Copy every record that follows, word for word.
*** MATERIALS PROVIDED Section Begins ***
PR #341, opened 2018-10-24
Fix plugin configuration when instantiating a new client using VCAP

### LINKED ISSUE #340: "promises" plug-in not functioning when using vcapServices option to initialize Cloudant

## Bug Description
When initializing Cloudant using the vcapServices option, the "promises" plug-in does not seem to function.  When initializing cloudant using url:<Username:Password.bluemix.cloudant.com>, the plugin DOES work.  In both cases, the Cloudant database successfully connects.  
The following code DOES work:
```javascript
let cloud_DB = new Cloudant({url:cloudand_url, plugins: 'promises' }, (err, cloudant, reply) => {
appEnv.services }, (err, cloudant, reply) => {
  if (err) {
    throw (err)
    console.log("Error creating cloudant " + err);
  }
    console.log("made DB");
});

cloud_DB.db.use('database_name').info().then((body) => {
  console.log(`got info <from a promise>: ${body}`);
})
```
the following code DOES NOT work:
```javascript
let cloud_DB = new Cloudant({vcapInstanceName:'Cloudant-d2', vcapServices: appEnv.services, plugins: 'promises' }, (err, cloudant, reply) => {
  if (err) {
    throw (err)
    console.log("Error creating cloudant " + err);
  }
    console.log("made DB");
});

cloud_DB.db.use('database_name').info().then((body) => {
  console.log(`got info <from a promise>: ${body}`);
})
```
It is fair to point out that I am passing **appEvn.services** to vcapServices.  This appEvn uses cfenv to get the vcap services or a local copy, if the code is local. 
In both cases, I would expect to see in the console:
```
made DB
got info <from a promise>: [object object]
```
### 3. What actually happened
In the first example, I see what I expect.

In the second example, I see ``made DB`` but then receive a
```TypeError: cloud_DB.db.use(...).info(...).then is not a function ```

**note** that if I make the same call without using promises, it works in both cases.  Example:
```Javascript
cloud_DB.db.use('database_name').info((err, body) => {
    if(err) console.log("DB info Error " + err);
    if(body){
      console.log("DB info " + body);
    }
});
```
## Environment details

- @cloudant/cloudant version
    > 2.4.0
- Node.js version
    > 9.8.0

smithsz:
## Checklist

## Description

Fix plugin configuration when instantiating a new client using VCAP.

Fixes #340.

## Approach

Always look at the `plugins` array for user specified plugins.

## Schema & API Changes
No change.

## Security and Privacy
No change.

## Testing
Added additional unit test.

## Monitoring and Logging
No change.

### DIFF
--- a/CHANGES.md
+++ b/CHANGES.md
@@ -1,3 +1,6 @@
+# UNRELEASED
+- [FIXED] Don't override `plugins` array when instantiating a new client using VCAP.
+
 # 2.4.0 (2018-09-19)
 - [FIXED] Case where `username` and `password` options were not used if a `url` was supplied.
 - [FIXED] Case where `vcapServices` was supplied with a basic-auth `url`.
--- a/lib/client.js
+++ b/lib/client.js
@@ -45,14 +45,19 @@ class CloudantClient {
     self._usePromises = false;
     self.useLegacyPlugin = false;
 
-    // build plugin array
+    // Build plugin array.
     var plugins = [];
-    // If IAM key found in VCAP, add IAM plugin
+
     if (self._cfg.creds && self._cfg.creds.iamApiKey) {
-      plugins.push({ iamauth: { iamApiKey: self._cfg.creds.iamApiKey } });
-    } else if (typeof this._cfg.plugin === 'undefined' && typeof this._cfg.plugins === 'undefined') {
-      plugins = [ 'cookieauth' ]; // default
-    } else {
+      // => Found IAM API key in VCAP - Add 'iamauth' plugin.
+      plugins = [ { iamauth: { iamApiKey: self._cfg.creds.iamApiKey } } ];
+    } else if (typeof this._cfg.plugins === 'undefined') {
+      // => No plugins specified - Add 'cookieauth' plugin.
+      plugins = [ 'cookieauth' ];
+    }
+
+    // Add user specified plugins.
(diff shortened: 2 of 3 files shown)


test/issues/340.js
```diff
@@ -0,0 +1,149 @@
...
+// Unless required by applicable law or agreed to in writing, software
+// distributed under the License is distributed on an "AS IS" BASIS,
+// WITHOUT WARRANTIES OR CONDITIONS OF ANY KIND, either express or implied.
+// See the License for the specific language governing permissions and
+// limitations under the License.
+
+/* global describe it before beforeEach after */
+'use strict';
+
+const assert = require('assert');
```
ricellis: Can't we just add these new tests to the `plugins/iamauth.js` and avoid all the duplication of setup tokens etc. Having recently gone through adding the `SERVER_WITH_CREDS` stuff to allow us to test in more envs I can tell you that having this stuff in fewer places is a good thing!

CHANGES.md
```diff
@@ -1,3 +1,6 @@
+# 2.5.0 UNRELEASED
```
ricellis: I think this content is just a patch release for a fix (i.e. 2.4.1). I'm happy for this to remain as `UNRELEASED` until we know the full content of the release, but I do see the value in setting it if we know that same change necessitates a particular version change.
*** MATERIALS PROVIDED Section Ends ***
■ TASK RESPONSE
PR #341, opened 2018-10-24
Fix plugin configuration when instantiating a new client using VCAP

### LINKED ISSUE #340: "promises" plug-in not functioning when using vcapServices option to initialize Cloudant

## Bug Description
When initializing Cloudant using the vcapServices option, the "promises" plug-in does not seem to function.  When initializing cloudant using url:<Username:Password.bluemix.cloudant.com>, the plugin DOES work.  In both cases, the Cloudant database successfully connects.  
The following code DOES work:
```javascript
let cloud_DB = new Cloudant({url:cloudand_url, plugins: 'promises' }, (err, cloudant, reply) => {
appEnv.services }, (err, cloudant, reply) => {
  if (err) {
    throw (err)
    console.log("Error creating cloudant " + err);
  }
    console.log("made DB");
});

cloud_DB.db.use('database_name').info().then((body) => {
  console.log(`got info <from a promise>: ${body}`);
})
```
the following code DOES NOT work:
```javascript
let cloud_DB = new Cloudant({vcapInstanceName:'Cloudant-d2', vcapServices: appEnv.services, plugins: 'promises' }, (err, cloudant, reply) => {
  if (err) {
    throw (err)
    console.log("Error creating cloudant " + err);
  }
    console.log("made DB");
});

cloud_DB.db.use('database_name').info().then((body) => {
  console.log(`got info <from a promise>: ${body}`);
})
```
It is fair to point out that I am passing **appEvn.services** to vcapServices.  This appEvn uses cfenv to get the vcap services or a local copy, if the code is local. 
In both cases, I would expect to see in the console:
```
made DB
got info <from a promise>: [object object]
```
### 3. What actually happened
In the first example, I see what I expect.

In the second example, I see ``made DB`` but then receive a
```TypeError: cloud_DB.db.use(...).info(...).then is not a function ```

**note** that if I make the same call without using promises, it works in both cases.  Example:
```Javascript
cloud_DB.db.use('database_name').info((err, body) => {
    if(err) console.log("DB info Error " + err);
    if(body){
      console.log("DB info " + body);
    }
});
```
## Environment details

- @cloudant/cloudant version
    > 2.4.0
- Node.js version
    > 9.8.0

smithsz:
## Checklist

## Description

Fix plugin configuration when instantiating a new client using VCAP.

Fixes #340.

## Approach

Always look at the `plugins` array for user specified plugins.

## Schema & API Changes
No change.

## Security and Privacy
No change.

## Testing
Added additional unit test.

## Monitoring and Logging
No change.

### DIFF
--- a/CHANGES.md
+++ b/CHANGES.md
@@ -1,3 +1,6 @@
+# UNRELEASED
+- [FIXED] Don't override `plugins` array when instantiating a new client using VCAP.
+
 # 2.4.0 (2018-09-19)
 - [FIXED] Case where `username` and `password` options were not used if a `url` was supplied.
 - [FIXED] Case where `vcapServices` was supplied with a basic-auth `url`.
--- a/lib/client.js
+++ b/lib/client.js
@@ -45,14 +45,19 @@ class CloudantClient {
     self._usePromises = false;
     self.useLegacyPlugin = false;
 
-    // build plugin array
+    // Build plugin array.
     var plugins = [];
-    // If IAM key found in VCAP, add IAM plugin
+
     if (self._cfg.creds && self._cfg.creds.iamApiKey) {
-      plugins.push({ iamauth: { iamApiKey: self._cfg.creds.iamApiKey } });
-    } else if (typeof this._cfg.plugin === 'undefined' && typeof this._cfg.plugins === 'undefined') {
-      plugins = [ 'cookieauth' ]; // default
-    } else {
+      // => Found IAM API key in VCAP - Add 'iamauth' plugin.
+      plugins = [ { iamauth: { iamApiKey: self._cfg.creds.iamApiKey } } ];
+    } else if (typeof this._cfg.plugins === 'undefined') {
+      // => No plugins specified - Add 'cookieauth' plugin.
+      plugins = [ 'cookieauth' ];
+    }
+
+    // Add user specified plugins.
(diff shortened: 2 of 3 files shown)


test/issues/340.js
```diff
@@ -0,0 +1,149 @@
...
+// Unless required by applicable law or agreed to in writing, software
+// distributed under the License is distributed on an "AS IS" BASIS,
+// WITHOUT WARRANTIES OR CONDITIONS OF ANY KIND, either express or implied.
+// See the License for the specific language governing permissions and
+// limitations under the License.
+
+/* global describe it before beforeEach after */
+'use strict';
+
+const assert = require('assert');
```
ricellis: Can't we just add these new tests to the `plugins/iamauth.js` and avoid all the duplication of setup tokens etc. Having recently gone through adding the `SERVER_WITH_CREDS` stuff to allow us to test in more envs I can tell you that having this stuff in fewer places is a good thing!

CHANGES.md
```diff
@@ -1,3 +1,6 @@
+# 2.5.0 UNRELEASED
```
ricellis: I think this content is just a patch release for a fix (i.e. 2.4.1). I'm happy for this to remain as `UNRELEASED` until we know the full content of the release, but I do see the value in setting it if we know that same change necessitates a particular version change.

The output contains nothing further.